Chapter 4, Problem 4SP

(a)

To determine

Whether the crate will accelerate.

Answer to Problem 4SP

The crate will accelerate since there is a net force acting in the downward direction.

Explanation of Solution

Given info: The mass of the crate is $70\text{kg}$ , upward force is $500\text{N}$.

Write the expression for the gravitational force.

$F_g=mg$

Here,

$F_g$ is the gravitational force

$m$ is the mass of the crate

$g$ is the acceleration due to gravity

Substitute $70\text{kg}$ for $m$ and $9.8\text{m}/{\text{s}}^{\text{2}}$ for $g$ in the above equation to get $F_g$.

$\begin{array}{c}{F}_g=\left(70\text{kg}\right)\left(9.8\text{m}/{\text{s}}^{\text{2}}\right)\\ =686\text{N}\end{array}$

This force acts in the downward direction.

Write the expression for the net force.

$F_{\text{net}}=F_g-F_{\text{upward}}$

Here,

$F_{\text{net }}$ is the net force acting on the crate

$F_{\text{upward}}$ is the upward force

The negative sign indicate that upward force is opposite to gravitational force.

Substitute $686\text{N}$ for $F_g$ and $500\text{N}$ for $F_{\text{upward}}$ in the above equation to get $F_{\text{net}}$.

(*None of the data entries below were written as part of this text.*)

PR #1227, opened 2021-06-01
feat: add gRPC-GCP channel pool as an option

nimf:
This enables a user to opt-in for using the gRPC-GCP channel pool and configure its options.

For example:

```java
    SpannerOptions.Builder optionsBuilder = SpannerOptions.newBuilder();

    // ...

    optionsBuilder.withGrpcGcpOptions(GcpManagedChannelOptions.newBuilder()
        .withResiliencyOptions(GcpResiliencyOptions.newBuilder()
            .setNotReadyFallback(true)
            .build())
        .build());

    Spanner spanner = optionsBuilder.build().getService();
```

The gRPC-GCP channel pool provides a couple resiliency improvements during some networking issues. It also provides additional channel pool metrics.


google-cloud-spanner/src/main/java/com/google/cloud/spanner/spi/v1/GapicSpannerRpc.java
```diff
@@ -491,6 +504,73 @@ public GapicSpannerRpc(final SpannerOptions options) {
...
+        MoreObjects.firstNonNull(options.getGrpcGcpOptions(), new GcpManagedChannelOptions());
+    GcpMetricsOptions metricsOptions = MoreObjects.firstNonNull(
+        grpcGcpOptions.getMetricsOptions(), GcpMetricsOptions.newBuilder().build());
+    GcpMetricsOptions.Builder metricsOptionsBuilder = GcpMetricsOptions.newBuilder(metricsOptions);
+    if (metricsOptions.getMetricRegistry() == null) {
+      metricsOptionsBuilder.withMetricRegistry(Metrics.getMetricRegistry());
+    }
+    List<LabelKey> labelKeys = metricsOptions.getLabelKeys();
+    List<LabelValue> labelValues = metricsOptions.getLabelValues();
+    // TODO: Add default labels with values: client_id, database, instance_id.
```
thiagotnunes, line 533: I see you would like to get label values for client_id, instance_id and database_id within a static method, which only has access SpannerOptions. SpannerOptions is not tied directly one database / instance, so you won't be able to do this here.

For the client id (which I imagine is the client language + version) you can do the following: https://github.com/googleapis/java-spanner/blob/6ce4c2da0e1378011793fd1fa136f669624234a1/google-cloud-spanner/src/main/java/com/google/cloud/spanner/spi/v1/GapicSpannerRpc.java#L250-L251

In terms of the resource we are using for a specific request, that is tied up to the session which is being used. We do add an extra header in every call context as specified [here](https://github.com/googleapis/java-spanner/blob/6ce4c2da0e1378011793fd1fa136f669624234a1/google-cloud-spanner/src/main/java/com/google/cloud/spanner/spi/v1/GapicSpannerRpc.java#L1630). The extra header key name will be [google-cloud-resource-prefix](https://github.com/googleapis/gax-java/blob/49efdc38f2d6ca3838dcecee63dc6cd07f6c2b23/gax/src/main/java/com/google/api/gax/rpc/ApiClientHeaderProvider.java#L99) and the value will be one of [these two](https://github.com/googleapis/java-spanner/blob/47f59655acaf0fcf5848039e6b4881b80cdceb5c/google-cloud-spanner/src/main/java/com/google/cloud/spanner/spi/v1/SpannerMetadataProvider.java#L32-L35) depending on whether you are performing an operation on an instance only resource or an instance + database resource.

google-cloud-spanner/src/main/java/com/google/cloud/spanner/SpannerOptions.java
```diff
@@ -999,6 +1008,26 @@ public Builder setHost(String host) {
       return this;
     }
 
+    /**
+     * Sets the preference for gRPC-GCP extension (default: false). When enabled the gRPC-GCP
+     * channel pool will be used.
+     */
+    public Builder setUseGrpcGcpExtension(boolean useGrpcGcpExtension) {
```
thiagotnunes, line 1015: It seems that if the user wants to use the gRPC GCP extension they would have to set this as `true` AND configure the options below. Is that true?

If so, I would prefer if we could flatten the option setting by having something like `.withGrpcGcpOptions(GcpManagedChannelOptions)` that automatically sets any flag needed to `true` and simultaneously set the options.

google-cloud-spanner/src/main/resources/com/google/cloud/spanner/spi/v1/grpc-gcp-apiconfig.json
```diff
@@ -0,0 +1,106 @@
...
+  "method": [
+    {
+      "name": ["google.spanner.v1.Spanner/CreateSession"],
+      "affinity" : {
+        "command": "BIND",
+        "affinityKey": "name"
+      }
+    },
+    {
+      "name": ["google.spanner.v1.Spanner/BatchCreateSessions"],
```
olavloite, line 15: This will (if I understand it correctly) bind the channel that is used to call `BatchCreateSessions` to the sessions that are returned by call. Is that correct?
Does this function use the same `CHANNEL_HINT` [option](https://github.com/googleapis/java-spanner/blob/2023839cce80de0ff6451a4b6274f5da9b18416f/google-cloud-spanner/src/main/java/com/google/cloud/spanner/spi/v1/SpannerRpc.java#L81) as Gax?

The session pool in the Spanner client is initialized when a database client is created. By default it is filled with 100 sessions. These sessions are distributed over the available channels in the following way:
1. Divide the number of sessions that is needed by the number of available channels (i.e. 100 sessions / 4 channels = 25 sessions per channel)
2. [Iterate over each channel number](https://github.com/googleapis/java-spanner/blob/2023839cce80de0ff6451a4b6274f5da9b18416f/google-cloud-spanner/src/main/java/com/google/cloud/spanner/SessionClient.java#L252) and execute `BatchCreateSessions(sessionCount=25)` for each channel. [Set the channel hint](https://github.com/googleapis/java-spanner/blob/2023839cce80de0ff6451a4b6274f5da9b18416f/google-cloud-spanner/src/main/java/com/google/cloud/spanner/SessionClient.java#L288) in the request to the current channel number.

The above approach assumes that:
1. The available channels are handed out round-robin from the underlying channel pool.
2. Executing `BatchCreateSessions` on a specific channel and setting the channel hint will affiliate all the sessions that are returned by the invocation with the channel that was used for the invocation.
3. Subsequent RPCs that reference the affiliated session will automatically cause the RPC to be executed on the affiliated channel.

Will the above also work with the new channel pool?

google-cloud-spanner/src/main/java/com/google/cloud/spanner/SpannerOptions.java
nimf: Agree. I'll add that.

google-cloud-spanner/src/main/resources/com/google/cloud/spanner/spi/v1/grpc-gcp-apiconfig.json
```diff
@@ -0,0 +1,106 @@
+{
+  "channelPool": {
+    "maxSize": 3,
```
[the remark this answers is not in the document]
nimf: No, it's the other way around -- the `maxSize` value in the json will be overwritten by the `setPoolSize`.

`setPoolSize` is a convenient way to set the maximum pool size.

google-cloud-spanner/src/main/resources/com/google/cloud/spanner/spi/v1/grpc-gcp-apiconfig.json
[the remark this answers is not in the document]
nimf: Correct, this will bind (create an affinity) the channel with the sessions created.
We do not use the `CHANNEL_HINT`

Yes, everything above will work with the new channel pool but in a slightly different manner.

When the new channel pool gets a request without a session (like BatchCreateSessions request) it picks the least busiest channel (i. e. the channel with the minimum number of in-flight RPCs).
Also if max number of channels is not reached and the least busiest channel has at least `maxConcurrentStreamsLowWatermark` in-flight RPCs then a new channel will be created and provided.

Thus having `maxConcurrentStreamsLowWatermark` set to 1 and having the first N requests to be `BatchCreateSessions` which are executed concurrently ensures that each of N channels will receive exactly one BatchCreateSessions request.

nimf: I'll resolve this one as it is the duplicate of above.

olavloite: Yeah, sorry. GitHub had some issues yesterday, and it appears that it added my comment twice.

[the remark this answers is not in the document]
olavloite: Thanks for the detailed explanation. I think this will work in most cases, but I have a couple of questions / worries for some corner cases.

I worry a little bit about the way that a channel is picked for the `BatchCreateSessions` RPC. In most cases for the initial creation of the session pool, it will probably work well, as the initial calls are initiated in parallel. There are still a couple of scenarios that could cause the behavior to change from what it is currently:
* If one of the `BatchCreateSessions` invocations should finish before the background executor has picked up all of the requests, it could be that one channel is assigned more calls than the others. This is not very probable when using the default settings and using only one `DatabaseClient`, as the executor uses more threads than the default number of channels, and each channel only needs one invocation (one invocation of `BatchCreateSessions` will never return more than 100 sessions, even if the requested session count is more than 100). However, the [default executor](https://github.com/googleapis/java-spanner/blob/0f56261857aa9cb516bf31f796e1badb0a792c86/google-cloud-spanner/src/main/java/com/google/cloud/spanner/SpannerImpl.java#L181) that is used for the `SessionClient` is shared among all `DatabaseClient` instances that are created from a `Spanner` instance. That means that if an application creates multiple `DatabaseClient` instances (for different databases) during startup, the executor could be fully exhausted for a while, causing the initial `BatchCreateSessions` for at least some of the `DatabaseClient`s to not be executed in parallel.
* The default configuration sets `maxConcurrentStreamsLowWatermark` to 1 to force the creation of a new channel each time a (parallel) request is done. Is that only used to determine when to create a new channel in the pool, or will it also affect the number of parallel streams on a channel that can be used during the lifetime of the application?
* What happens if the user sets a higher value for `maxConcurrentStreamsLowWatermark` in their own configuration? (Can they do that?)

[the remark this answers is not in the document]
nimf: Thank you for pointing this out! Yeah, if there is a chance of some BatchCreateSession requests to finish before some others are started during the session pool creation, then we can go safer with configuring `maxConcurrentStreamsLowWatermark` to `0`. In this case a new channel will be created for each BatchCreateSession request regardless of if they are running concurrently or sequentially.

Answering two other questions:

- `maxConcurrentStreamsLowWatermark` is only used to determine if a new channel should be created. And it works up until the point when the pool reaches the maximum size.
- A user cannot change the `maxConcurrentStreamsLowWatermark`. `maxConcurrentStreamsLowWatermark` is configured via `ApiConfig` (together with affinity configuration for the Spanner RPCs) which is provided by the Spanner client and a user provides `GcpManagedChannelOptions` which configures other aspects like metrics and resiliency options.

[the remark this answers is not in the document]
olavloite: I think changing `maxConcurrentStreamsLowWatermark` to 0 will answer my last questions / worries. Other than that, this seems good to me.

google-cloud-spanner/src/main/java/com/google/cloud/spanner/SpannerOptions.java
nimf: Changed `setGrpcGcpOptions` to `withGrpcGcpOptions`. But I also keep `setUseGrpcGcpExtension` to be able to disable the GCP extension.

google-cloud-spanner/src/main/resources/com/google/cloud/spanner/spi/v1/grpc-gcp-apiconfig.json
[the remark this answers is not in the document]
nimf: Changed low watermark to zero.

google-cloud-spanner/src/main/java/com/google/cloud/spanner/spi/v1/GapicSpannerRpc.java
```diff
@@ -491,6 +504,63 @@ public GapicSpannerRpc(final SpannerOptions options) {
...
+        MoreObjects.firstNonNull(options.getGrpcGcpOptions(), new GcpManagedChannelOptions());
+    GcpMetricsOptions metricsOptions = MoreObjects.firstNonNull(
+        grpcGcpOptions.getMetricsOptions(), GcpMetricsOptions.newBuilder().build());
+    GcpMetricsOptions.Builder metricsOptionsBuilder = GcpMetricsOptions.newBuilder(metricsOptions);
+    if (metricsOptions.getMetricRegistry() == null) {
+      metricsOptionsBuilder.withMetricRegistry(Metrics.getMetricRegistry());
+    }
+    // TODO: Add default labels with values: client_id, database, instance_id.
+    if (metricsOptions.getNamePrefix().equals("")) {
+      metricsOptionsBuilder.withNamePrefix("cloud.google.com/java/spanner/gcp-channel-pool/");
```
nimf, line 532: BTW, I could take `"cloud.google.com/java/spanner"` from the `MetricRegistryConstants` if it is ok to make that class public.

google-cloud-spanner/src/main/java/com/google/cloud/spanner/SpannerOptions.java
olavloite: I think this still will be a little confusing for users, and that many will think that you need to call both to enable it. Do we really need this? Or would it maybe be better to change it to something like `disableGrpcGcpExtension()`?

google-cloud-spanner/src/main/java/com/google/cloud/spanner/spi/v1/GapicSpannerRpc.java
```diff
@@ -509,6 +520,63 @@ public GapicSpannerRpc(final SpannerOptions options) {
     }
   }
 
+  private static String parseGrpcGcpApiConfig() {
+    InputStream inputStream = GapicSpannerRpc.class.getResourceAsStream(API_FILE);
```
olavloite, line 524: I think you can simplify this method somewhat by using (something like) `com.google.common.io.Resources.toString(resourceClass.getResource(filename), Charset.forName("UTF8"));`

google-cloud-spanner/src/main/java/com/google/cloud/spanner/spi/v1/GapicSpannerRpc.java
olavloite: My gut feeling is that we should try to keep that class package private, as it would otherwise become part of the public API and restrict us from making any changes in the future.

olavloite:
In order to fix the failed lint check you need to run the following command:

```
mvn com.coveo:fmt-maven-plugin:format
```

google-cloud-spanner/src/main/java/com/google/cloud/spanner/SpannerOptions.java
nimf: Another point for keeping this is that it is not necessary to provide options to enable the extension - in this case the extension will be enabled with the defaults. I can change this into two methods enable/disable GrpcGcpExtension. What's more common for SpannerOptions?

google-cloud-spanner/src/main/java/com/google/cloud/spanner/spi/v1/GapicSpannerRpc.java
nimf: Thanks! Done.

google-cloud-spanner/src/main/java/com/google/cloud/spanner/SpannerOptions.java
thiagotnunes: Ah ok, so we have default options that can be applied. Is this case I would overload the `enable` method and have it as:

```java
// Uses the default options
enableGrpcGcpExtension();

// Uses the custom options
enableGrpcGcpExtension(GcpManagedChannelOptions);
```

google-cloud-spanner/pom.xml
```diff
@@ -117,6 +117,12 @@
   </build>
 
   <dependencies>
+
+    <dependency>
+      <groupId>com.google.cloud</groupId>
+      <artifactId>grpc-gcp</artifactId>
+      <version>1.0.0</version>
```
thiagotnunes, line 124: We tend to use the versions specified in [java-shared-dependencies](https://github.com/googleapis/java-shared-dependencies/blob/master/pom.xml). By that, I mean we usually do NOT specify version dependencies (like [here](https://github.com/googleapis/java-spanner/blob/master/google-cloud-spanner/pom.xml#L120-L123)), but instead rely on the versions provided by the [POM import](https://github.com/googleapis/java-spanner/blob/master/pom.xml#L107-L113) of that repository.

Could we do the same for this artifact (if it is part of any BOMs specified in the shared dependencies)?

olavloite:
Also, could we have a couple of tests for this feature that:
1. Verifies that the creation of sessions is actually spread across multiple channels. See `SessionClientTest` for the current tests for the non-gRPC-GCP channel pool solution.
2. An end-to-end test that enables this option and executes a couple of transactions to verify that enabling this option works (and continues to work in the future).

google-cloud-spanner/src/main/java/com/google/cloud/spanner/SpannerOptions.java
nimf: Sounds good! Done.

nimf:
> Also, could we have a couple of tests for this feature that:

> 2. An end-to-end test that enables this option and executes a couple of transactions to verify that enabling this option works (and continues to work in the future).

Added.

> 1. Verifies that the creation of sessions is actually spread across multiple channels. See `SessionClientTest` for the current tests for the non-gRPC-GCP channel pool solution.

For the GAX channel pool it is important which `CHANNEL_HINT` values the Spanner client uses so that every BatchCreateSession request uses different channel. And the `SessionClientTest` currently verifies that correct channel hints values are used. But the gRPC-GCP channel pool doesn't use channel hints. Instead these are the things required from the Spanner client to spread the sessions correctly:
- Issue N+ BatchCreateSession requests (where N is the number of channels) (this is probably already tested)
- Set up GAX with the pool size of 1
- Set up low watermark for gRPC-GCP to 0

Can you give me a hint on how it is easier to test the last two, please?

google-cloud-spanner/pom.xml
nimf: It is not a part of any BOMs. If I add it to the java-shared-dependencies will all the projects depending on it automatically get grpc-gcp as a dependency or they must explicitly add it to their dependencies?

thiagotnunes: They must explicitly add it to their dependencies, but they won't need to specify a version. This makes sure that we are always using compatible library versions.

olavloite:
@nimf I can't push any changes to your branch, so I'll attach a proposal for a test as an attachment here. Please feel free to make any changes you think would be appropriate to the test.
[ChannelUsageTest.java.txt](https://github.com/googleapis/java-spanner/files/6702163/ChannelUsageTest.java.txt)

nimf:
> @nimf I can't push any changes to your branch, so I'll attach a proposal for a test as an attachment here. Please feel free to make any changes you think would be appropriate to the test.
> [ChannelUsageTest.java.txt](https://github.com/googleapis/java-spanner/files/6702163/ChannelUsageTest.java.txt)

Wow, it's perfect! Thank you so much!

I've added you as the author, but now it requires a consent. Can you give your consent, please?

olavloite:
@googlebot I consent.

olavloite (approved):
LGTM

I assume the 1.0.0 version for the grpc-gcp in the pom.xml can be removed once the shared dependencies with this dependency included has been released (?)

nimf:
> I assume the 1.0.0 version for the grpc-gcp in the pom.xml can be removed once the shared dependencies with this dependency included has been released (?)

Yes, exactly. I've already added grpc-gcp to the java-shared-dependencies but it hasn't been released yet.

PR #1263, opened 2021-06-29
feat: support setting an async executor provider

### LINKED ISSUE #1262: support for custom ExecutorProvider in SpannerOptions.Builder
**Is your feature request related to a problem? Please describe.**
I would like to configure ExecutorProvider in SpannerOptions so can control the executor configs. Currently the Builder doesn't provide any setter for it. Due to this, the asyncExecutorProvider is null and hence the below code always falls back to the default provider:

```java
SpannerImpl(SpannerRpc gapicRpc, SpannerOptions options) {
...

    this.asyncExecutorProvider =
        MoreObjects.firstNonNull(
            options.getAsyncExecutorProvider(),
            SpannerOptions.createDefaultAsyncExecutorProvider());
...
}
```

**Describe the solution you'd like**
Add setter in SpannerOptions.Builder class.

**Describe alternatives you've considered**
So far found no alternative.

**Additional context**
Discussed about this issue at [discussion](https://github.com/googleapis/java-spanner/pull/81#discussion_r659277576)

olavloite:
The Spanner Async API uses an `ExecutorProvider` for producing rows for an `AsyncResultSet`. The default that is automatically created is fine for most use cases, but did not allow users to override the default settings that are:
- a pool containing at most 8 threads
- threads automatically time out after 1 minute if they are not used

This PR adds the possibility for users to supply their own `ExecutorProvider` to use with the async API.

Fixes #1262

### DIFF
--- a/google-cloud-spanner/src/main/java/com/google/cloud/spanner/SpannerOptions.java
+++ b/google-cloud-spanner/src/main/java/com/google/cloud/spanner/SpannerOptions.java
@@ -471,13 +471,17 @@ public class SpannerOptions extends ServiceOptions<Spanner, SpannerOptions> {
   private static final AtomicInteger DEFAULT_POOL_COUNT = new AtomicInteger();
 
   /** {@link ExecutorProvider} that is used for {@link AsyncResultSet}. */
-  interface CloseableExecutorProvider extends ExecutorProvider, AutoCloseable {
+  public interface CloseableExecutorProvider extends ExecutorProvider, AutoCloseable {
     /** Overridden to suppress the throws declaration of the super interface. */
     @Override
     void close();
   }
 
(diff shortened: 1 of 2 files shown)


thiagotnunes (approved):
Do you know if there are any metrics available for the thread pool? I think we should expose thread pool usage in cloud monitoring for the default executor.

olavloite:
> Do you know if there are any metrics available for the thread pool? I think we should expose thread pool usage in cloud monitoring for the default executor.

The standard executor services in Java do not expose any metrics, so we would need to add that ourselves (or add some open source library, there are a couple that do this). I'll add a feature request for it to the repository.

pravsingh (commented):
Thank you!

PR #1266, opened 2021-06-30
samples: updates lci samples

thiagotnunes:
Updates the LCI samples to be accordingly to the spec. Instead of printing out the processing units directly from the instance that is created, another getInstance is done in order to retrieve the information.

### DIFF
--- a/samples/snippets/src/main/java/com/example/spanner/CreateInstanceWithProcessingUnitsExample.java
+++ b/samples/snippets/src/main/java/com/example/spanner/CreateInstanceWithProcessingUnitsExample.java
@@ -17,6 +17,7 @@
 package com.example.spanner;
 
 //[START spanner_create_instance_with_processing_units]
+
 import com.google.api.gax.longrunning.OperationFuture;
 import com.google.cloud.spanner.Instance;
 import com.google.cloud.spanner.InstanceAdminClient;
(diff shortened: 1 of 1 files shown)


samples/snippets/src/main/java/com/example/spanner/CreateInstanceWithProcessingUnitsExample.java
```diff
@@ -47,26 +47,28 @@ static void createInstance(String projectId, String instanceId) {
...
-          "Error: Creating instance %s failed with error message %s%n",
-          instanceInfo.getId(), e.getMessage());
-    } catch (InterruptedException e) {
-      System.out.println("Error: Waiting for createInstance operation to finish was interrupted");
+      System.out.printf("Waiting for operation on %s to complete...%n", instanceId);
+      Instance createdInstance = operation.get();
+
+      System.out.printf("Created instance %s.%n", createdInstance.getId().getInstance());
+
+      Instance instance = instanceAdminClient.getInstance(instanceId);
```
hengfengli, line 67: How do we use `FieldMask` here?

hengfengli: We need to show users how to use `FieldMask`.

hengfengli (approved):

PR #1283, opened 2021-07-06
feat: exposes default leader in database, and leader options / replicas in instance config

thiagotnunes:
This PR implements the functionality for CMMR phase 1. Here we do the following:

- Exposes a new field, default leader in the Database class. This will be populated when retrieving / listing the databases if the value was specified when creating or updating the database.
- Exposes a new field, replicas in the InstanceConfig class. This will be a list of replicas information available in the given instance (for more details see https://cloud.google.com/spanner/docs/replication#overview_of_replication_in_cloud_spanner).
- Exposes a new field, leader options in the InstanceConfig class. This will be a list of available leader locations for the databases using the given instance config. This will be populated when retrieving / listing the instance configs.

#### TODO
- [ ] Add Integration test for setting a database's default leader on CreateDatabase operation
- [ ] Add Integration test for setting a database's default leader using UpdateDatabaseDdl operation


thiagotnunes:
Backend has not enabled this functionality yet, so the integration tests should not succeed for the moment.

google-cloud-spanner/src/test/java/com/google/cloud/spanner/DatabaseTest.java
```diff
@@ -100,27 +102,13 @@ public void listDatabaseOperations() {
...
-    assertThat(db.getId().getName()).isEqualTo(NAME);
-    assertThat(db.getState()).isEqualTo(DatabaseInfo.State.CREATING);
-    assertThat(db.getVersionRetentionPeriod()).isEqualTo(VERSION_RETENTION_PERIOD);
-    assertThat(db.getEarliestVersionTime()).isEqualTo(EARLIEST_VERSION_TIME);
-    assertThat(db.getEncryptionConfig())
-        .isEqualTo(EncryptionConfigs.customerManagedEncryption(KMS_KEY_NAME));
-  }
-
-  @Test
-  public void testFromProtoWithEncryptionConfig() {
```
hengfengli, line 112: why do we remove this test?

hengfengli (approved):

hengfengli:
I don't the emulator would support `default_leader` and `leader_options`. You may want to skip these tests for the emulator.

google-cloud-spanner/src/test/java/com/google/cloud/spanner/DatabaseTest.java
thiagotnunes: We did not remove it, just changed the `assertThat` to `assertEquals`.

thiagotnunes:
@hengfengli thanks, will do

google-cloud-spanner/src/main/java/com/google/cloud/spanner/ReplicaInfo.java
```diff
@@ -0,0 +1,191 @@
...
+  }
+
+  public static class BuilderImpl extends Builder {
+
+    private String location;
+    private ReplicaType type;
+    private boolean defaultLeaderLocation;
+    private com.google.spanner.admin.instance.v1.ReplicaInfo proto;
+
+    /** The location of the serving resources. */
```
olavloite, line 44: Would it be possible (and make sense) to reference some online documentation that indicates what the possible values are, including the format that is expected?

google-cloud-spanner/src/main/java/com/google/cloud/spanner/DatabaseInfo.java
```diff
@@ -44,6 +45,11 @@
      */
     public abstract Builder setEncryptionConfig(CustomerManagedEncryption encryptionConfig);
 
+    /** The read-write region which will be used for the database's leader replicas. */
```
olavloite, line 48: Would it be possible (and make sense) to reference some online documentation that indicates what the possible values are, including the format that is expected?

hengfengli: I don't think we have published any doc yet. The possible value depends on the returned values in `leader_options`.

hengfengli: The format should like: https://cloud.google.com/spanner/docs/instances#available-configurations-multi-region

hengfengli: Just confirmed with the backend team. The option would not have the `regional-` prefix. It will be something like `us-east1` and `us-central1`.

hengfengli: @thiagotnunes I think the best we can do is point to [the multi-region instance configs page](https://cloud.google.com/spanner/docs/instances#available-configurations-multi-region) and say that all RW region names are valid. And that you can use `getInstanceConfig` to fetch the `leader options` available.

google-cloud-spanner/src/main/java/com/google/cloud/spanner/ReplicaInfo.java
thiagotnunes: Updated the javadoc with the link to the possible values here.

google-cloud-spanner/src/main/java/com/google/cloud/spanner/DatabaseInfo.java
thiagotnunes: Updated the javadoc with the link to the possible values here.

olavloite (approved):

PR #1303, opened 2021-07-19
samples: add default leader options samples

thiagotnunes:
Adds the following samples regarding the default leader options:

1. GetInstanceConfig (for `nam6`) printing the available leader options
2. ListInstanceConfigs printing the available leader options
3. ListDatabases printing the default leader (if set) for each database
4. CreateDatabaseWithDefaultLeader
5. UpdataDatabaseDefaultLeader
6. GetDatabaseDdl printing all the DDL statements
7. QueryInformationSchema printing out the default leader set

- [x] TODO: Add integration tests for each sample


samples/snippets/src/main/java/com/example/spanner/QueryInformationSchemaDatabaseOptionsSample.java
```diff
@@ -0,0 +1,67 @@
...
+                  + " FROM INFORMATION_SCHEMA.DATABASE_OPTIONS"
+                  + " WHERE OPTION_NAME = 'default_leader'")
+          )) {
+        if (resultSet.next()) {
+          final String optionName = resultSet.getString("OPTION_NAME");
+          final String optionValue = resultSet.getString("OPTION_VALUE");
+
+          System.out.println("The " + optionName + " for " + id + " is " + optionValue);
+        } else {
+          System.out.println("Could not retrieve the default_leader option for " + id);
```
olavloite, line 61: nit: I think that a message like `Database id does not have a value for option 'default_leader'` would be more appropriate. There is no error occurring here, and no option value in this table means that no specific option has been set (at least, that is the case for other options, so I assume that this will be the case for leader options as well).

olavloite (approved):
LGTM, with a small nit/question on one of the log messages.

samples/snippets/src/main/java/com/example/spanner/QueryInformationSchemaDatabaseOptionsSample.java
thiagotnunes: Makes sense I will update the messages, thanks!

hengfengli:
@thiagotnunes The checkstyle fails due to a line length error: 

```
Error:  src/main/java/com/example/spanner/QueryInformationSchemaDatabaseOptionsSample.java:[61] (sizes) LineLength: Line is longer than 100 characters (found 102).
```

The 23.7 release has been rolled out. Can we try to rerun the integration test?

thiagotnunes:
Integration tests for samples will fail because we don't have a MR instance to run them against. We should fix this before merging.

PR #1316, opened 2021-07-26
refactor: refactor sample tests

thiagotnunes:
Extracts test base class to be re-used in sample tests.

This will be useful to write tests for new samples.


samples/snippets/src/test/java/com/example/spanner/SampleTestBase.java
```diff
@@ -0,0 +1,75 @@
...
+import com.google.cloud.spanner.DatabaseAdminClient;
+import com.google.cloud.spanner.Spanner;
+import com.google.cloud.spanner.SpannerOptions;
+import org.junit.AfterClass;
+import org.junit.BeforeClass;
+
+/**
+ * Base class for sample integration tests.
+ */
+public class SampleTestBase {
```
thiagotnunes, line 28: Had to use inheritance here =(.

@olavloite let me know if that is ok or if you know of any better way to enforce `beforeClass` / `afterClass` in the tests.

samples/snippets/src/test/java/com/example/spanner/SampleRunner.java
```diff
@@ -19,21 +19,29 @@
...
 import java.util.function.Predicate;
 
-/** Runs a sample and captures the output as a String. */
+/**
+ * Runs a sample and captures the output as a String.
+ */
 public class SampleRunner {
-  public static String runSample(Callable<Void> sample) throws Exception {
+
+  @FunctionalInterface
```
thiagotnunes, line 29: Refactor so that the `runSample` does not have to return any values.

samples/snippets/src/test/java/com/example/spanner/SampleTestBase.java
olavloite: As far as I know, this is the best way to do that in Junit (4).

samples/snippets/src/test/java/com/example/spanner/SampleTestBase.java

$\begin{array}{c}{F}_{\text{net}}=686\text{N}-500\text{N}\\ =186\text{N}\end{array}$

The net force is $186\text{N}$ and is acting in the direction of gravitational force that is , downward direction.

Therefore according to the newton’s second law there will be a downward acceleration for the crate.

Conclusion:

Thus, the crate will accelerate since there is a net force acting in the downward direction.

(b)

To determine

The magnitude and direction of acceleration.

Answer to Problem 4SP

The magnitude and direction of acceleration is $1.47\text{m}/{\text{s}}^{\text{2}}$.

Explanation of Solution

Given info: The mass of the crate is $70\text{kg}$.

Write the expression for the acceleration of the crate.

$a=\frac{F_{\text{net}}}{m}$

Substitute $186\text{N}$ for $F_{\text{net}}$ and $70\text{kg}$ for $m$ in the above equation to get $a$.

$\begin{array}{c}a=\frac{186\text{N}}{70\text{kg}}\\ =2.66\text{m}/{\text{s}}^{\text{2}}\end{array}$

Conclusion:

Thus, the magnitude and direction of acceleration is $2.66\text{m}/{\text{s}}^{\text{2}}$.

(c)

To determine

The time taken by the crate to reach the floor, if the crate is $1.4\text{m}$ above the floor.

Answer to Problem 4SP

The time taken by the crate to reach the floor, if the crate is $1.4\text{m}$ above the floor is  $1.03\text{s}$.

Explanation of Solution

Given info: The distance is $1.4\text{m}$.

Assume that the crate is rest initially.

Write the expression for the distance travelled by the block.

$d=v_{0}t+\frac{1}{2}a{t}^2$

Here,

$d$ is the distance

$a$ is the acceleration

$t$ is the time

Substitute $0\text{m}/\text{s}$ for $v_0$ , $2.66\text{m}/{\text{s}}^{\text{2}}$ for $a$ and $1.4\text{m}$ for $d$ in the above equation to get $t$.

$\begin{array}{c}1.4\text{m}=\left(0\text{m}/\text{s}\right)t+\frac{1}{2}\left(2.66\text{m}/{\text{s}}^{\text{2}}\right)t^2\\ t=1.0259\text{s}\\ \text{=1}\text{.03}\text{s}\end{array}$

Conclusion:

Thus, the time taken by the crate to reach the floor, if the crate is $1.4\text{m}$ above the floor is  $1.03\text{s}$.

(d)

To determine

The velocity of the crate when it hits the floor.

Answer to Problem 4SP

The velocity of the crate when it hits the floor is $2.7\text{m}/\text{s}$.

Explanation of Solution

Write the expression for the velocity of the crate.

$v=v_0+at$

Substitute $0\text{m}/\text{s}$ for $v_0$ , $2.66\text{m}/{\text{s}}^{\text{2}}$ for $a$ and $1.03\text{s}$ for $t$ in the above equation to get $v$.

$\begin{array}{c}v=0\text{m}/\text{s}+\left(2.66\text{m}/{\text{s}}^{\text{2}}\right)\left(1.03\text{s}\right)\\ =2.7\text{m}/\text{s}\end{array}$

Conclusion:

Thus, the velocity of the crate when it hits the floor is $2.7\text{m}/\text{s}$.